Ha affidato un intero numero del giornale a 12 rifugiati, nel
loro paese d'origine giornalisti di mestiere, facendosi da parte
perché l'Altro potesse parlare con la sua voce.
Ora, la scelta è rivoluzionaria, e mi dispiace che non
se ne parli di più. La prassi consueta, senza dubbio
più frequente nei servizi giornalistici come nelle narrazioni
della migrazione, è l'appropriazione, totale o parziale,
della voce del migrante.
Accade spesso, e forse inevitabilmente, nei reportage giornalistici.
Chi approda alle rassicuranti (ma poi non troppo) coste dell'Europa,
al massimo parla, nelle rappresentazioni, con voce spezzata
o nella elementare e disperata sintassi del pianto. L'oggetto
della rappresentazione giornalistica finisce per essere soprattutto
questo: la disperazione inarginabile di chi ha perso tutto e
per ciò stesso deve suscitare pietà. Pietà,
e solidarietà, e comprensione, non necessariamente accoglienza,
che quella è una cosa più complessa e per metterla
davvero in atto occorre guardare il migrante negli occhi, ascoltare
la sua voce, e non contentarsi della facile assoluzione concessa
appunto dal compatimento. Alla fine, i reportage ottengono questo
risultato primario: ci assegnano un piccolo spazio di “sofferenza
guidata“ e, dopo, una facile assoluzione.

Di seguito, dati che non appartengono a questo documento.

PR #1772, opened 2023-06-27
enh(packages/Dialog):  Aha moment in Cloud notification configuration

Noha-ElAbrouki:
**Description**
add data-test ids for Pendo tracking

https://centreon.atlassian.net/jira/software/c/projects/MON/boards/211?modal=detail&selectedIssue=MON-19940&assignee=61d809797c6f9800706f84a7

### DIFF
--- a/centreon/packages/ui/src/Dialog/index.tsx
+++ b/centreon/packages/ui/src/Dialog/index.tsx
@@ -28,12 +28,18 @@ const useStyles = makeStyles<StylesProps>()((theme, { contentWidth }) => ({
   }
 }));
 
+interface DialogDataTestId {
+  dataTestIdCanceledButton?: string;
+  dataTestIdConfirmButton?: string;
+}
+
 export type Props = {
   cancelDisabled?: boolean;
   children?: ReactNode;
   className?: string;
   confirmDisabled?: boolean;
   contentWidth?: number;
+  dataTestId?: DialogDataTestId;
   dialogActionsClassName?: string;
   dialogConfirmButtonClassName?: string;
   dialogContentClassName?: string;
@@ -62,6 +68,7 @@ const Dialog = ({
   confirmDisabled = false,
   cancelDisabled = false,
   submitting = false,
+  dataTestId,
   dialogPaperClassName,
   dialogTitleClassName,
   dialogContentClassName,
@@ -70,6 +77,12 @@ const Dialog = ({
   ...rest
 }: Props): JSX.Element => {
   const { classes, cx } = useStyles({ contentWidth });
+
+  const dataTestIdConfirmButton =
+    dataTestId?.dataTestIdConfirmButton ?? labelConfirm;
+
+  const dataTestIdCanceledButton =
+    dataTestId?.dataTestIdCanceledButton ?? labelCancel;
 
   return (
     <MuiDialog
@@ -93,7 +106,12 @@ const Dialog = ({
       )}
       <DialogActions className={dialogActionsClassName}>
         {onCancel && (
-          <Button color="primary" disabled={cancelDisabled} onClick={onCancel}>
+          <Button
+            color="primary"
+            data-testid={dataTestIdCanceledButton}
+            disabled={cancelDisabled}
+            onClick={onCancel}
+          >
             {labelCancel}
           </Button>
         )}
@@ -101,6 +119,7 @@ const Dialog = ({
           aria-label={labelConfirm || ''}
           className={dialogConfirmButtonClassName}
           color="primary"
+          data-testid={dataTestIdConfirmButton}
           disabled={confirmDisabled}
           endIcon={submitting && <CircularProgress size={15} />}
           onClick={onConfirm}
--- a/centreon/www/front_src/src/CloudNotificationsConfiguration/EditPanel/Header/Actions/Save.tsx
+++ b/centreon/www/front_src/src/CloudNotificationsConfiguration/EditPanel/Header/Actions/Save.tsx
@@ -26,7 +26,9 @@ import {
   labelSuccessfulNotificationAdded,
   labelConfirmAddNotification,
   labelConfirmEditNotification,
-  labelDoYouWantToConfirmAction
+  labelDoYouWantToConfirmAction,
+  labelCancelEditNotification,
+  labelCancelAddNotification
 } from '../../../translatedLabels';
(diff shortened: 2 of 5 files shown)


centreon/packages/ui/src/Dialog/index.tsx
```diff
@@ -28,12 +28,18 @@ const useStyles = makeStyles<StylesProps>()((theme, { contentWidth }) => ({
...
+  dataTestIdConfirmButton?: string;
+}
+
 export type Props = {
   cancelDisabled?: boolean;
   children?: ReactNode;
   className?: string;
   confirmDisabled?: boolean;
   contentWidth?: number;
+  dataTestId?: DialogDataTestId;
```
g10, line 42: fyi. there are generic type props available for data-testId and aria-label to extend from

```
import { AriaLabelingAttributes } from '../@types/aria-attributes';
import { DataTestAttributes } from '../@types/data-attributes';

type Props = {
...
} & AriaLabelingAttributes &
  DataTestAttributes;
```

this way we can avoid a mix of `data-testid` and `dataTestId` on the components

g10: and can be used as

```
const Component = ({
  children,
  ...attr
}: Props): ReactElement => {

  return (
    <div
      {...attr}
    >
      {children}
    </div>
  );
};
```

centreon/packages/ui/src/Dialog/index.tsx
```diff
@@ -71,6 +78,12 @@ const Dialog = ({
 }: Props): JSX.Element => {
   const { classes, cx } = useStyles({ contentWidth });
 
+  const dataTestIdConfirmButton =
+    dataTestId?.dataTestIdConfirmButton ?? labelConfirm;
+
+  const dataTestIdCanceledButton =
+    dataTestId?.dataTestIdCanceledButton ?? labelCancel;
+
```
g10, line 86: the label can change according to the language, therefore it's not a constant and should not be used

it would work for the tests on the ci, but not an option for product analytics (which is the goal of this PR if I understood well)

centreon/packages/ui/src/Dialog/index.tsx
```diff
@@ -93,14 +106,20 @@ const Dialog = ({
       )}
       <DialogActions className={dialogActionsClassName}>
         {onCancel && (
-          <Button color="primary" disabled={cancelDisabled} onClick={onCancel}>
+          <Button
+            color="primary"
+            data-testid={dataTestIdCanceledButton}
```
g10, line 111: is this actually necessary ? in the scope of the dialog.data-testid these buttons are unique

what about a generic id for the buttons ?
```
data-testid={'cancel'}
data-testid={'confirm'}
```

centreon/packages/ui/src/Dialog/index.tsx
Noha-ElAbrouki: for labels i didn t used the translation t(labelConfirm) so it s a constant 🤔

centreon/packages/ui/src/Dialog/index.tsx
Noha-ElAbrouki: emm there is cancel notification creation and cancel notification update , but i'll ask PO if it s necessary to track if users cancel a notification creation/update 🤔

centreon/packages/ui/src/Dialog/index.tsx
g10: ok, but one can pass the labels as props to the `Dialog` component, so those labels can be using `t()`

centreon/packages/ui/src/Dialog/index.tsx
g10: selectors like these should be possible, no?
```
div[data-testid="create-notification"] button[data-testid="confirm"]
div[data-testid="create-notification"] button[data-testid="cancel"]

div[data-testid="update-notification"] button[data-testid="confirm"]
div[data-testid="update-notification"] button[data-testid="cancel"]
```
everything can be tracked, even with generic ones

centreon/packages/ui/src/Dialog/index.tsx
Noha-ElAbrouki: in my case the dialog contains 2 buttons , I should pass 2 data-testId , the type from @types/data-attributes it s generic , I could pass just one data-testid

centreon/packages/ui/src/Dialog/index.tsx
Noha-ElAbrouki: 🤔  for me i just pass the data-testid through the button , that should describe the all action , i don t use the selectors , maybe how they tracks the users they use the selectors 🤔  , the ticket describe that i should pass one data-testId for each button describing the action

Thebarda (approved):

bdauria (dismissed):

centreon/packages/ui/src/Dialog/index.tsx
```diff
@@ -110,7 +100,7 @@ const Dialog = ({
         {onCancel && (
           <Button
             color="primary"
-            data-testid={dataTestIdCanceledButton}
+            data-testid={t(labelCancel as string)}
```
g10: the test id should be a constant (no translation as it would change according to the language)

centreon/packages/ui/src/Dialog/index.tsx
```diff
@@ -121,7 +111,7 @@ const Dialog = ({
           aria-label={labelConfirm || ''}
           className={dialogConfirmButtonClassName}
           color="primary"
-          data-testid={dataTestIdConfirmButton}
+          data-testid={t(labelConfirm as string)}
```
g10, line 114: same here

g10 (changes requested):

centreon/packages/ui/src/Dialog/index.tsx
```diff
@@ -93,14 +98,20 @@ const Dialog = ({
       )}
       <DialogActions className={dialogActionsClassName}>
         {onCancel && (
-          <Button color="primary" disabled={cancelDisabled} onClick={onCancel}>
+          <Button
+            color="primary"
+            data-testid={t(labelCancel as string)}
```
g10, line 103: ...and here

g10 (approved):

bdauria (approved):

Thebarda (approved):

Nelle narrazioni, invece, quel che mettiamo in atto è
un procedimento più complesso, soprattutto quando queste
narrazioni sono la versione romanzata di una storia vera, che
però non è stata vissuta dall'autore, se non in
forma riflessa, ovverosia attraverso le parole di testimoni
o del/la protagonista stesso/a. È un'operazione sulla
quale, personalmente, nutro moltissimi dubbi. E forse la mia
valutazione discende da quello che, lo ammetto, è un
insormontabile pregiudizio. Trovo presuntuoso, sbagliato e,
in ultima analisi, congruente con le forme dell'imperialismo
occidentale, appropriarsi della voce dell'Altro e raccontare
una storia “come se” la si fosse vissuta in prima
persona quando noi davvero, nelle nostre case sicure e nei nostri
contesti protetti, davvero non abbiamo idea, non possiamo
avere idea, al di là dei fatti, di quel che accade in
contesti di guerra, dittatura, repressione, e via dicendo. Occorre,
semmai, trovare il modo di rispettare la distanza, e guardare
negli occhi l'Altro, riconoscergli una voce autonoma, che è
la sua. Non colonizzarla, questa voce, con la pretesa di poter
comprendere.
Per questo trovo straordinaria l'operazione messa in atto da
Daglabet Information. “Di questi tempi in Danimarca
non si parla altro che di rifugiati”, scrive una redattrice
del giornale. “Abbiamo pensato di tacere e lasciare che
fossero loro stessi a dettare il programma. Il risultato è
radicalmente diverso da tutto ciò di cui stanno discutendo
i politici”.
Ed è diverso da quello che pensa l'europeo comune, che
è spaventato e proprio non è in grado di comprendere.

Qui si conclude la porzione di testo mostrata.